Keywords: PEX5; disease; gnomAD; missense variant; mistargeting; peroxisomal targeting signal 1; peroxisome; protein transport.

Figure 1

Three-dimensional crystal structure of a PTS1 receptor-ligand complex from Reference [29] (pdb ID = 2c0l), illustrated using Yasara. The PTS1 tripeptide motif (yellow) is located at the extreme C-terminus of the protein (pale red) and is extended and bound to the tetratricopeptide repeat (TPR) region of the receptor (pale green) (C-terminus extension from ligand is highlighted in opaque colors of red and yellow).

Figure 2

Overall bioinformatics workflow for the mining of sequence variation data from gnomAD and the selection of SNVs for experimental testing. (A) 32,985 bi- or multi-allelic gnomAD SNVs capable of altering at least one amino acid in the tripeptide motifs of 23,064 proteins and generating over 7000 unique mutant (MT) tripeptide combinations from 5614 unique wild-type (WT) tripeptides attained (B) Prioritization of variants for testing from the SNVs retrieved from gnomAD. TMD, Transmembrane domain; a.a, amino acid.

Figure 3

Study of PTS1 loss of function mutations by SNV: (A–J) COS7 cells were transfected with expression plasmids for different EGFP-PTS1 variants, encoding the C-terminus of multifunctional protein (HSD17B4) (A) or the variants K760E (B) and A759P (C), of d-amino acid oxidase (DAO) (D), or the variant S345F (E), of acyl-CoA oxidase 2 (ACOX2) (F), or the variant K680T (G), and of EHHADH (H) or the variants S721G (I) or S721N (J). The subcellular localization was determined by fluorescence microscopy (EGFP, green) in combination with immunofluorescence microscopy of the peroxisomal marker PMP70 (red). I,J: white arrows indicate co-localization between PMP70 and a small fraction of EGFP. Scale bars indicate 20 µm and white squares define enlarged areas.

Figure 4

Study of PTS1 gain of function mutations by SNV: (A–J) COS7 cells were transfected with expression plasmids for different EGFP-PTS1 variants, encoding the C-terminus of PPP4R4 (A) or the variant P873L (B), of RFLNA (C) or the variant T134K (D), ARHGAP1 (E) or the variant G438R (F), of HPGDS (G) or the variant T197S (H), and of GLTP (I) or the variant Y207C (J). The subcellular localization was determined by fluorescence microscopy (EGFP, green) in combination with immunofluorescence microscopy of the peroxisomal marker PMP70 (red). Scale bars indicate 20 µm and white squares define enlarged areas.

Figure 5

FlowFRET analysis based measurement of affinity between the PTS1 receptor (PEX5) and diverse EGFP-PTS1 variants harboring either the native C-termini of peroxisomal proteins (blue) or LoF mutants thereof (orange) (A), or the C-termini of cytosolic proteins (blue) and variants (orange) thereof harboring SNVs (B); K_a^app: apparent interaction strength as a correlative measure of affinity obtained by fitting; blue: native C-terminus; orange: C-terminus harboring the SNV; n.a: not analyzed (the low affinity of the interaction partners does not allow fitting).

Figure 6

Correlation analysis of the experimental measure of affinity (log₁₀ K_a^app ratio) with the prediction values: (A) FoldX-computed median ddG_bind, and (B) PTS1 Score difference (MT-WT) upon introducing a single point mutation into the native protein’s tripeptide motif.
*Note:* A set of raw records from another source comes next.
PR #869, opened 2023-12-10
lib/, src/: The only useful errno after strto[u][l]l(3) is ERANGE

alejandro-colomar:
```
EINVAL should be tested in a call where the string is known to contain a valid number and nothing else; otherwise, it's very easy to trigger Undefined Behavior.

Also, we're using 0 and 10 as bases, which cannot EINVAL.

Fixes: 1c464d9a2df7 ("lib/, src/: Fix error handling after strto[u]l[l](3)")
```
Link: <https://git.kernel.org/pub/scm/docs/man-pages/man-pages.git/commit/?id=628d27c3c1d8362a7e73198460b8c6a739be4973>

Please merge, not rebase, so it's right after the commit that it fixes, which will help see the overall diff of both commits (`git diff HEAD^^`).

### DIFF
--- a/lib/get_gid.c
+++ b/lib/get_gid.c
@@ -20,7 +20,7 @@ int get_gid (const char *gidstr, gid_t *gid)
 	val = strtoll(gidstr, &endptr, 10);
 	if (   ('\0' == *gidstr)
 	    || ('\0' != *endptr)
-	    || (0 != errno)
+	    || (ERANGE == errno)
 	    || (/*@+longintegral@*/val != (gid_t)val)/*@=longintegral@*/) {
 		return 0;
 	}
--- a/lib/get_pid.c
+++ b/lib/get_pid.c
@@ -23,7 +23,7 @@ int get_pid (const char *pidstr, pid_t *pid)
 	val = strtoll(pidstr, &endptr, 10);
 	if (   ('\0' == *pidstr)
 	    || ('\0' != *endptr)
-	    || (0 != errno)
+	    || (ERANGE == errno)
 	    || (val < 1)
 	    || (/*@+longintegral@*/val != (pid_t)val)/*@=longintegral@*/) {
 		return 0;
@@ -49,7 +49,7 @@ int get_pidfd_from_fd(const char *pidfdstr)
 	val = strtoll(pidfdstr, &endptr, 10);
 	if (   ('\0' == *pidfdstr)
 	    || ('\0' != *endptr)
-	    || (0 != errno)
+	    || (ERANGE == errno)
 	    || (val < 0)
 	    || (/*@+longintegral@*/val != (int)val)/*@=longintegral@*/) {
 		return -1;
--- a/lib/get_uid.c
+++ b/lib/get_uid.c
@@ -20,7 +20,7 @@ int get_uid (const char *uidstr, uid_t *uid)
 	val = strtoll(uidstr, &endptr, 10);
 	if (   ('\0' == *uidstr)
 	    || ('\0' != *endptr)
-	    || (0 != errno)
+	    || (ERANGE == errno)
 	    || (/*@+longintegral@*/val != (uid_t)val)/*@=longintegral@*/) {
 		return 0;
 	}
--- a/lib/getgr_nam_gid.c
+++ b/lib/getgr_nam_gid.c
@@ -34,7 +34,7 @@ extern /*@only@*//*@null@*/struct group *getgr_nam_gid (/*@null@*/const char *gr
 	gid = strtoll(grname, &endptr, 10);
 	if (   ('\0' != *grname)
 	    && ('\0' == *endptr)
-	    && (0 == errno)
+	    && (ERANGE != errno)
 	    && (/*@+longintegral@*/gid == (gid_t)gid)/*@=longintegral@*/) {
 		return xgetgrgid (gid);
 	}
--- a/lib/getlong.c
+++ b/lib/getlong.c
@@ -26,7 +26,7 @@ int getlong (const char *numstr, /*@out@*/long *result)
 
 	errno = 0;
 	val = strtol(numstr, &endptr, 0);
-	if (('\0' == *numstr) || ('\0' != *endptr) || (0 != errno)) {
+	if (('\0' == *numstr) || ('\0' != *endptr) || (ERANGE == errno)) {
 		return 0;
 	}
 
--- a/lib/getrange.c
+++ b/lib/getrange.c
@@ -43,7 +43,7 @@ int getrange (const char *range,
 		}
 		errno = 0;
 		n = strtoul(&range[1], &endptr, 10);
-		if (('\0' != *endptr) || (0 != errno)) {
+		if (('\0' != *endptr) || (ERANGE == errno)) {
 			/* invalid */
 			return 0;
 		}
@@ -54,7 +54,7 @@ int getrange (const char *range,
 	} else {
 		errno = 0;
 		n = strtoul(range, &endptr, 10);
-		if (endptr == range || 0 != errno) {
+		if (endptr == range || ERANGE == errno) {
 			/* invalid */
 			return 0;
 		}
@@ -82,7 +82,7 @@ int getrange (const char *range,
 					errno = 0;
 					n = strtoul(endptr, &endptr, 10);
 					if (   ('\0' != *endptr)
-					    || (0 != errno)) {
+					    || (ERANGE == errno)) {
 						/* invalid */
 						return 0;
 					}
--- a/lib/gettime.c
+++ b/lib/gettime.c
@@ -38,7 +38,7 @@
 
 	errno = 0;
 	epoch = strtoull(source_date_epoch, &endptr, 10);
-	if (errno != 0) {
+	if (errno == ERANGE) {
 		fprintf (shadow_logfd,
 			 _("Environment variable $SOURCE_DATE_EPOCH: strtoull: %s\n"),
 			 strerror(errno));
--- a/lib/getulong.c
+++ b/lib/getulong.c
@@ -28,7 +28,7 @@ int getulong (const char *numstr, /*@out@*/unsigned long *result)
 	val = strtoul(numstr, &endptr, 0);
 	if (    ('\0' == *numstr)
 	     || ('\0' != *endptr)
-	     || (0 != errno)
+	     || (ERANGE == errno)
 	   ) {
 		return 0;
 	}
--- a/lib/limits.c
+++ b/lib/limits.c
@@ -65,7 +65,7 @@ static int setrlimit_value (unsigned int resource,
 		errno = 0;
 		l = strtol(value, &endptr, 10);
 
-		if (value == endptr || errno != 0)
+		if (value == endptr || errno == ERANGE)
 			return 0;  // FIXME: We could instead throw an error, though.
 
 		if (__builtin_mul_overflow(l, multiplier, &limit)) {
--- a/lib/prefix_flag.c
+++ b/lib/prefix_flag.c
@@ -352,7 +352,7 @@ extern struct group *prefix_getgr_nam_gid(const char *grname)
 	gid = strtoll(grname, &endptr, 10);
 	if (   ('\0' != *grname)
 	    && ('\0' == *endptr)
-	    && (0 == errno)
+	    && (ERANGE != errno)
 	    && (gid == (gid_t)gid))
 	{
 		return prefix_getgrgid(gid);
--- a/src/check_subid_range.c
+++ b/src/check_subid_range.c
@@ -36,10 +36,10 @@ int main(int argc, char **argv)
 	check_uids = argv[2][0] == 'u';
 	errno = 0;
 	start = strtoul(argv[3], NULL, 10);
-	if (errno != 0)
+	if (errno == ERANGE)
 		exit(1);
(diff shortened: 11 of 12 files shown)


alejandro-colomar:
If anyone was curious:

```diff
$ git diff erange^^..erange 
diff --git a/lib/get_gid.c b/lib/get_gid.c
index a43a7d68..15fbef31 100644
--- a/lib/get_gid.c
+++ b/lib/get_gid.c
@@ -17,7 +17,7 @@ int get_gid (const char *gidstr, gid_t *gid)
        char *endptr;
 
        errno = 0;
-       val = strtoll (gidstr, &endptr, 10);
+       val = strtoll(gidstr, &endptr, 10);
        if (   ('\0' == *gidstr)
            || ('\0' != *endptr)
            || (ERANGE == errno)
diff --git a/lib/get_pid.c b/lib/get_pid.c
index 5eda2027..84cab6f3 100644
--- a/lib/get_pid.c
+++ b/lib/get_pid.c
@@ -20,7 +20,7 @@ int get_pid (const char *pidstr, pid_t *pid)
        char *endptr;
 
        errno = 0;
-       val = strtoll (pidstr, &endptr, 10);
+       val = strtoll(pidstr, &endptr, 10);
        if (   ('\0' == *pidstr)
            || ('\0' != *endptr)
            || (ERANGE == errno)
@@ -46,7 +46,7 @@ int get_pidfd_from_fd(const char *pidfdstr)
        dev_t proc_st_dev, proc_st_rdev;
 
        errno = 0;
-       val = strtoll (pidfdstr, &endptr, 10);
+       val = strtoll(pidfdstr, &endptr, 10);
        if (   ('\0' == *pidfdstr)
            || ('\0' != *endptr)
            || (ERANGE == errno)
diff --git a/lib/get_uid.c b/lib/get_uid.c
index 797b4bb9..169acd5a 100644
--- a/lib/get_uid.c
+++ b/lib/get_uid.c
@@ -17,7 +17,7 @@ int get_uid (const char *uidstr, uid_t *uid)
        char *endptr;
 
        errno = 0;
-       val = strtoll (uidstr, &endptr, 10);
+       val = strtoll(uidstr, &endptr, 10);
        if (   ('\0' == *uidstr)
            || ('\0' != *endptr)
            || (ERANGE == errno)
diff --git a/lib/getgr_nam_gid.c b/lib/getgr_nam_gid.c
index 53a9ee56..06284399 100644
--- a/lib/getgr_nam_gid.c
+++ b/lib/getgr_nam_gid.c
@@ -31,7 +31,7 @@ extern /*@only@*//*@null@*/struct group *getgr_nam_gid (/*@null@*/const char *gr
        }
 
        errno = 0;
-       gid = strtoll (grname, &endptr, 10);
+       gid = strtoll(grname, &endptr, 10);
        if (   ('\0' != *grname)
            && ('\0' == *endptr)
            && (ERANGE != errno)
diff --git a/lib/getlong.c b/lib/getlong.c
index 6317bf0f..13347f93 100644
--- a/lib/getlong.c
+++ b/lib/getlong.c
@@ -25,7 +25,7 @@ int getlong (const char *numstr, /*@out@*/long *result)
        char *endptr;
 
        errno = 0;
-       val = strtol (numstr, &endptr, 0);
+       val = strtol(numstr, &endptr, 0);
        if (('\0' == *numstr) || ('\0' != *endptr) || (ERANGE == errno)) {
                return 0;
        }
diff --git a/lib/getrange.c b/lib/getrange.c
index 82f2edfa..caa3aa11 100644
--- a/lib/getrange.c
+++ b/lib/getrange.c
@@ -42,7 +42,7 @@ int getrange (const char *range,
                        return 0;
                }
                errno = 0;
-               n = strtoul (&range[1], &endptr, 10);
+               n = strtoul(&range[1], &endptr, 10);
                if (('\0' != *endptr) || (ERANGE == errno)) {
                        /* invalid */
                        return 0;
@@ -53,8 +53,8 @@ int getrange (const char *range,
                *max = n;
        } else {
                errno = 0;
-               n = strtoul (range, &endptr, 10);
-               if (ERANGE == errno) {
+               n = strtoul(range, &endptr, 10);
+               if (endptr == range || ERANGE == errno) {
                        /* invalid */
                        return 0;
                }
@@ -80,7 +80,7 @@ int getrange (const char *range,
                                        *has_min = true;
                                        *min = n;
                                        errno = 0;
-                                       n = strtoul (endptr, &endptr, 10);
+                                       n = strtoul(endptr, &endptr, 10);
                                        if (   ('\0' != *endptr)
                                            || (ERANGE == errno)) {
                                                /* invalid */
diff --git a/lib/gettime.c b/lib/gettime.c
index bb6e8443..289bdf17 100644
--- a/lib/gettime.c
+++ b/lib/gettime.c
@@ -37,9 +37,8 @@
                return fallback;
 
        errno = 0;
-       epoch = strtoull (source_date_epoch, &endptr, 10);
-       if ((errno == ERANGE && (epoch == ULLONG_MAX || epoch == 0))
-                       || (errno != 0 && epoch == 0)) {
+       epoch = strtoull(source_date_epoch, &endptr, 10);
+       if (errno == ERANGE) {
                fprintf (shadow_logfd,
                         _("Environment variable $SOURCE_DATE_EPOCH: strtoull: %s\n"),
                         strerror(errno));
diff --git a/lib/getulong.c b/lib/getulong.c
index 543fcd47..ca0aa362 100644
--- a/lib/getulong.c
+++ b/lib/getulong.c
@@ -25,7 +25,7 @@ int getulong (const char *numstr, /*@out@*/unsigned long *result)
        char *endptr;
 
        errno = 0;
-       val = strtoul (numstr, &endptr, 0);
+       val = strtoul(numstr, &endptr, 0);
        if (    ('\0' == *numstr)
             || ('\0' != *endptr)
             || (ERANGE == errno)
diff --git a/lib/limits.c b/lib/limits.c
index 1da228ca..b45e87db 100644
--- a/lib/limits.c
+++ b/lib/limits.c
@@ -62,14 +62,12 @@ static int setrlimit_value (unsigned int resource,
                 * Also, we are limited to base 10 here (hex numbers will not
                 * work with the limit string parser as is anyway)
                 */
+               errno = 0;
                l = strtol(value, &endptr, 10);
 
-               if (value == endptr) {
-                       /* No argument at all. No-op.
-                        * FIXME: We could instead throw an error, though.
-                        */
-                       return 0;
-               }
+               if (value == endptr || errno == ERANGE)
+                       return 0;  // FIXME: We could instead throw an error, though.
+
                if (__builtin_mul_overflow(l, multiplier, &limit)) {
                        /* FIXME: Again, silent error handling...
                         * Wouldn't screaming make more sense?
diff --git a/src/check_subid_range.c b/src/check_subid_range.c
index 38703b60..1d1eb94d 100644
--- a/src/check_subid_range.c
+++ b/src/check_subid_range.c
@@ -34,11 +34,12 @@ int main(int argc, char **argv)
 
        owner = argv[1];
        check_uids = argv[2][0] == 'u';
+       errno = 0;
        start = strtoul(argv[3], NULL, 10);
-       if (start == ULONG_MAX && errno == ERANGE)
+       if (errno == ERANGE)
                exit(1);
        count = strtoul(argv[4], NULL, 10);
-       if (count == ULONG_MAX && errno == ERANGE)
+       if (errno == ERANGE)
                exit(1);
        if (check_uids) {
                if (have_sub_uids(owner, start, count))
```

alejandro-colomar:
BTW, that shows something interesting, which I'm preparing on a future patch.

See this:

```diff
diff --git a/lib/gettime.c b/lib/gettime.c
index bb6e8443..289bdf17 100644
--- a/lib/gettime.c
+++ b/lib/gettime.c
@@ -37,9 +37,8 @@
                return fallback;
 
        errno = 0;
-       epoch = strtoull (source_date_epoch, &endptr, 10);
-       if ((errno == ERANGE && (epoch == ULLONG_MAX || epoch == 0))
-                       || (errno != 0 && epoch == 0)) {
+       epoch = strtoull(source_date_epoch, &endptr, 10);
+       if (errno == ERANGE) {
                fprintf (shadow_logfd,
                         _("Environment variable $SOURCE_DATE_EPOCH: strtoull: %s\n"),
                         strerror(errno));
```

More specifically, in this line:
```diff
-       if ((errno == ERANGE && (epoch == ULLONG_MAX || epoch == 0))
```

This shows that the programmer didn't know (and I didn't either, until a few days ago) that strtoul(3) doesn't reject negative values.

The programmer, and anyone with common sense, would expect that -3 would underflow strtoul(3), and like with strtol(3), and underflow would be reported with `ERANGE` and the return value would be the lowest number it can return, which would be `0`.  But, for some reason, the designers of strtoul(3) decided to do the wrong thing:

<https://blog.habets.se/2022/10/No-way-to-parse-integers-in-C.html>
<https://softwareengineering.stackexchange.com/a/449060/332848>

strtoul(3) silently converts negative values to positive ones, and one needs to write strtoul_noneg() to do the right thing.

I'll send a PR when this one is merged (but please, remember not to rebase).

hallyn:
What is the danger in balking on (errno != 0 && errno != ERANGE) ?

Depending on the libc setting errno if there is an error seems safe enough, but depending on it setting it only to ERANGE seems risky.  If next week some libc decides that for security reasons it needs to return something else (EINVAL, E2BIG) for a case we're not currently considering, we'll need to patch shadow.

alejandro-colomar:
> What is the danger in balking on (errno != 0 && errno != ERANGE) ?
> 
> Depending on the libc setting errno if there is an error seems safe enough, but depending on it setting it only to ERANGE seems risky. If next week some libc decides that for security reasons it needs to return something else (EINVAL, E2BIG) for a case we're not currently considering, we'll need to patch shadow.

Another possibility is that in such a new error case, the error handling may need to be different.  If we check `ERANGE` only, a maintainer will understand that the code wasn't prepared for that error, and will update it accordingly.  However, if a maintainer sees `errno != 0`, they may think that it already took it into account, and do nothing at all, leaving a subtle problem.

alejandro-colomar:
One real case that I'm worried about is that with `errno != 0` a maintainer may think that the `base` is being checked (`EINVAL`) and so may change the code to accept a user-supplied base, because since it's already being checked against, there should be no danger, right?

There is, which is why I changed the manual page.  See this code:

```c
#include <errno.h>
#include <stdio.h>
#include <stdlib.h>

int
main(void)
{
	char  *end;
	char  *p = " 42foo";

	strtol(p, &end, -42);
	if (*end != '\0' || end == p || errno != 0)
		fprintf(stderr, "strtol() failed\n");
}
```

```sh
$ cc -Wall -Wextra strtol.c 
$ ./a.out 
Segmentation fault
```

alejandro-colomar:
In any case, I plan to reduce the uses of strto[u][l]l(3), in favor of other calls that are not so hard to test, so this shouldn't be a big problem after that.

hallyn:
> > What is the danger in balking on (errno != 0 && errno != ERANGE) ?
> 
> Only the danger of confusing the maintainer about what errors are actually being checked.
> 
> > Depending on the libc setting errno if there is an error seems safe enough, but depending on it setting it only to ERANGE seems risky. If next week some libc decides that for security reasons it needs to return something else (EINVAL, E2BIG) for a case we're not currently considering, we'll need to patch shadow.
> 
> Another possibility is that in such a new error case, the error handling may need to be different. If we check `ERANGE` only, a maintainer will understand that the code wasn't prepared for that error, and will update it accordingly. However, if a maintainer sees `errno != 0`, they may think that it already took it into account, and do nothing at all, leaving a subtle problem.

Ok, but things rarely go that way - much more likely is that glibc adds a new possible return code and - no matter how well they communicate it - we don't notice, or someone simply builds an old shadow against the new glibc.

What about adding just an ABORT_ON(errno < 0 && errno != ERANGE) ?

alejandro-colomar:
On Wed, Dec 27, 2023 at 08:38:09AM -0800, Serge Hallyn wrote:
> > Another possibility is that in such a new error case, the error handling may need to be different. If we check `ERANGE` only, a maintainer will understand that the code wasn't prepared for that error, and will update it accordingly. However, if a maintainer sees `errno != 0`, they may think that it already took it into account, and do nothing at all, leaving a subtle problem.
> 
> Ok, but things rarely go that way - much more likely is that glibc adds a new possible return code and - no matter how well they communicate it - we don't notice, or someone simply builds an old shadow against the new glibc.
> 
> What about adding just an ABORT_ON(errno < 0 && errno != ERANGE) ?

I have plans to significantly change this code anyway.  Please keep that
in mind for when that happens.

Since strtol(3) is so bad to handle errors, I plan to use strtoi(3bsd)
(writing a copy of it in our project, to keep Fedora happy); then
reimplement getlong() and friends in terms of strtoi(3bsd); and then
increasing the use of getlong() minimizing raw strto*() calls.  I like
getlong() (and things like get_pid() better, because they have more
type safety, thanks to using a pointer.

I'll fix in that process a few bugs of handling out-of-range bugs.

Does the plan sound good to you?

I still want this specific commit merged before that, just as a historic
warning that strtol(3) isn't so easy to use.  But I plan to nuke all
this code, so it isn't strictly necessary, if you prefer to oppose to it.

Have a lovely day,
Alex

-- 
Looking for a remote C programming job at the moment.

alejandro-colomar:
I'm reconsidering.  Since this change is controversial, I'll drop it, and do the nuking from the less controversial point.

Proteins and their mutants in green are associated with a GoF change from cytosolic to peroxisomal localization, while mutants in red are associated with a LoF in peroxisome localization. The rest had no change in subcellular localization compartments based on the IFA results. For each plot, we report the Pearson’s r values and its associated p-value and 95% confidence interval (in brackets).